- Opening Delimiter -

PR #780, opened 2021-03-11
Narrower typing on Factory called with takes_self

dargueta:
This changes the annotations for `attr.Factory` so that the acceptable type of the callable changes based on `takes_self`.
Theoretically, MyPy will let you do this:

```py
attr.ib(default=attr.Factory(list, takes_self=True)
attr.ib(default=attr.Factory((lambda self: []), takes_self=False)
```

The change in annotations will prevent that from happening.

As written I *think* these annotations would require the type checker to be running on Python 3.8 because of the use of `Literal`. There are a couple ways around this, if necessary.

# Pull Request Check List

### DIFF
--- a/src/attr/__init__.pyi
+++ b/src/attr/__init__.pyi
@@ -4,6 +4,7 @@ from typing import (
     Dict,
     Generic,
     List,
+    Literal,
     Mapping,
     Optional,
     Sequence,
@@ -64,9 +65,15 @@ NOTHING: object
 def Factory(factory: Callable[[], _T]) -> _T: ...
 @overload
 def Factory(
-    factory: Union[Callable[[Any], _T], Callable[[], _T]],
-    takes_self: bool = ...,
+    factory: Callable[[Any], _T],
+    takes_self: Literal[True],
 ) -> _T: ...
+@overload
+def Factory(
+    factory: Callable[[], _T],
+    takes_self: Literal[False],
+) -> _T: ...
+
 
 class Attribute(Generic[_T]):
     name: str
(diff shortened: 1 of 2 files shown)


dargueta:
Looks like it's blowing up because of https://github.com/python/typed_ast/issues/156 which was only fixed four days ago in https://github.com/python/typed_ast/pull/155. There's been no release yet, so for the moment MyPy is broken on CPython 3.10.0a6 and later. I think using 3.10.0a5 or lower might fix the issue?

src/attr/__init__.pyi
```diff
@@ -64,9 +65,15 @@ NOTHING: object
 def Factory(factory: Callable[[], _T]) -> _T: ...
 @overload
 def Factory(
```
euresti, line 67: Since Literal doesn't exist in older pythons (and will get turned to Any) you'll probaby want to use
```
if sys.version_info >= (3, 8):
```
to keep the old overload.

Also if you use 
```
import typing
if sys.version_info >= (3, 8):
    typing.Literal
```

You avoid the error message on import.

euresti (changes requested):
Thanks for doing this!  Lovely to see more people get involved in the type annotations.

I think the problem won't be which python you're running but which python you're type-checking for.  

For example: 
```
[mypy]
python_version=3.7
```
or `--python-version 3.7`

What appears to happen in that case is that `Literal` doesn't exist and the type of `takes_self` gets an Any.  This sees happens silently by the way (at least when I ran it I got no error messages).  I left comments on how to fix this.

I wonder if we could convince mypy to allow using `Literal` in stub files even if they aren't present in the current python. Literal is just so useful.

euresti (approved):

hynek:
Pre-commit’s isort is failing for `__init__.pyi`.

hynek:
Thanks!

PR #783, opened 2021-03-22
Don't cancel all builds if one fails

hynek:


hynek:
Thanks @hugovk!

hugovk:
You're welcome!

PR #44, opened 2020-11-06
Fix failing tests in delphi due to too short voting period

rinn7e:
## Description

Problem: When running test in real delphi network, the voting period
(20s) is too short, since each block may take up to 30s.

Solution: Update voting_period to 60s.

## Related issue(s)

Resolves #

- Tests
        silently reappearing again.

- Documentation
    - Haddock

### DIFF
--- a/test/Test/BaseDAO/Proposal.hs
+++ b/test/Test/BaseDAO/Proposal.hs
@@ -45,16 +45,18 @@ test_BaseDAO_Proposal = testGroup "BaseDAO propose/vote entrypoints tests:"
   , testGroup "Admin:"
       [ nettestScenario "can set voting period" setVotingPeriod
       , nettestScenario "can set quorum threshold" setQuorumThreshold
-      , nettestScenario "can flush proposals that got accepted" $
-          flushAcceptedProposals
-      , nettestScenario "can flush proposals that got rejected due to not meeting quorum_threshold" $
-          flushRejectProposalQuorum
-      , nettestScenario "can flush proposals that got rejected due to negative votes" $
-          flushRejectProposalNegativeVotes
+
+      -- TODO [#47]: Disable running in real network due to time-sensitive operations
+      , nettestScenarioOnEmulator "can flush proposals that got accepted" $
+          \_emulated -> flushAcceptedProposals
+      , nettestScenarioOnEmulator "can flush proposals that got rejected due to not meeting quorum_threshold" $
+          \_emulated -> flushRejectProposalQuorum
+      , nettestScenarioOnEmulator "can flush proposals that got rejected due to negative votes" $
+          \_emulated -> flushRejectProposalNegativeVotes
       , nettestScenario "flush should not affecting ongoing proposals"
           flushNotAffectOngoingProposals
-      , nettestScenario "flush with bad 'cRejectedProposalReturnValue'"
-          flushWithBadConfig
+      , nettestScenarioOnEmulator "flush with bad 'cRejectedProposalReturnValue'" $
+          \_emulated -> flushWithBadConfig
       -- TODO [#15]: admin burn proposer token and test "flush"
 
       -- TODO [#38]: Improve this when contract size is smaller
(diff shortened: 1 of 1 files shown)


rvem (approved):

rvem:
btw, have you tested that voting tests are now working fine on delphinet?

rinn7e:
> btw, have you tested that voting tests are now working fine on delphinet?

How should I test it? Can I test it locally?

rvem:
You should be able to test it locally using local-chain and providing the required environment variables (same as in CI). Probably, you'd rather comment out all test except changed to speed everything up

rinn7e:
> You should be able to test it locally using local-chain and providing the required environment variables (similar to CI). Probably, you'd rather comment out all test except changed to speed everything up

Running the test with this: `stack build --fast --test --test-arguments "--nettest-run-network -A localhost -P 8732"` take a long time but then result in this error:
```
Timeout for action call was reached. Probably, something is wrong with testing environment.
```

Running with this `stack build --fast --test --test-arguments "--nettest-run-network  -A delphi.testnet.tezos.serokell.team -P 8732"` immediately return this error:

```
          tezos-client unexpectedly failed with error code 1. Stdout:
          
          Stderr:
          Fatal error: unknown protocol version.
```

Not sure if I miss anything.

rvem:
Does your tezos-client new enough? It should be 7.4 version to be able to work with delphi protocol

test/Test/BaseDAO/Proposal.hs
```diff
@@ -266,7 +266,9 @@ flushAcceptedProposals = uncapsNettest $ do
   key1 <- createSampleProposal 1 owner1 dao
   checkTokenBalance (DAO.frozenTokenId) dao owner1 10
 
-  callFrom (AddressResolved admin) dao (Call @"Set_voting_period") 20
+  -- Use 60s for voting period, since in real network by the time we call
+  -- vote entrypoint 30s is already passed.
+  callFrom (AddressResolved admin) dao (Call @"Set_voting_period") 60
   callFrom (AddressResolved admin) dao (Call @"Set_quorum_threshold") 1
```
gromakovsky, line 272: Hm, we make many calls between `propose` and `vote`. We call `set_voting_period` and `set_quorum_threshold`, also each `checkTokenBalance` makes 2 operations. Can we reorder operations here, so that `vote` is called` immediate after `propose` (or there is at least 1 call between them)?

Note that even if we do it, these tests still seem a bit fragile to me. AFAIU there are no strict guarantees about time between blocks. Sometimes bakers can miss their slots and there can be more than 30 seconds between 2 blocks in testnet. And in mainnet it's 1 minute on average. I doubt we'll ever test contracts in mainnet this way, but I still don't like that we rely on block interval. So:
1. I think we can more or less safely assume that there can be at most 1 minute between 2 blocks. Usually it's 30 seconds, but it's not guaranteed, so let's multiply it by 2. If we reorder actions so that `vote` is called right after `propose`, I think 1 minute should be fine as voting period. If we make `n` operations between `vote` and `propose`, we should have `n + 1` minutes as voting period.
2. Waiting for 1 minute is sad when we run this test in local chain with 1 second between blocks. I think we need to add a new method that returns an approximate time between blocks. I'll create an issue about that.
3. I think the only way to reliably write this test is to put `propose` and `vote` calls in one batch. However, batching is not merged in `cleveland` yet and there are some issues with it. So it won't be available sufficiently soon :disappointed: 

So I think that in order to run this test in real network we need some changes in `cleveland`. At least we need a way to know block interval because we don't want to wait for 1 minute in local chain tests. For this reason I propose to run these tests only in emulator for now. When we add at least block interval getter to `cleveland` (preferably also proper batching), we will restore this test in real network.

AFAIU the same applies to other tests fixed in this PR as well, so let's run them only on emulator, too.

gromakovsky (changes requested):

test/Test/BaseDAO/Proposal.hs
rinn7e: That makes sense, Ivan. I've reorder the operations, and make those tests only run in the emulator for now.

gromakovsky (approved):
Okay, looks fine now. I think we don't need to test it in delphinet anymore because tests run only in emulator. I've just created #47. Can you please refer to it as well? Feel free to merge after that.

- Closing Delimiter -

**REQUIRED WORK:** Locate all lines in the listing above with the word "about". Copy them.

**EXERCISE RESPONSE:**
Note that even if we do it, these tests still seem a bit fragile to me. AFAIU there are no strict guarantees about time between blocks. Sometimes bakers can miss their slots and there can be more than 30 seconds between 2 blocks in testnet. And in mainnet it's 1 minute on average. I doubt we'll ever test contracts in mainnet this way, but I still don't like that we rely on block interval. So:
2. Waiting for 1 minute is sad when we run this test in local chain with 1 second between blocks. I think we need to add a new method that returns an approximate time between blocks. I'll create an issue about that.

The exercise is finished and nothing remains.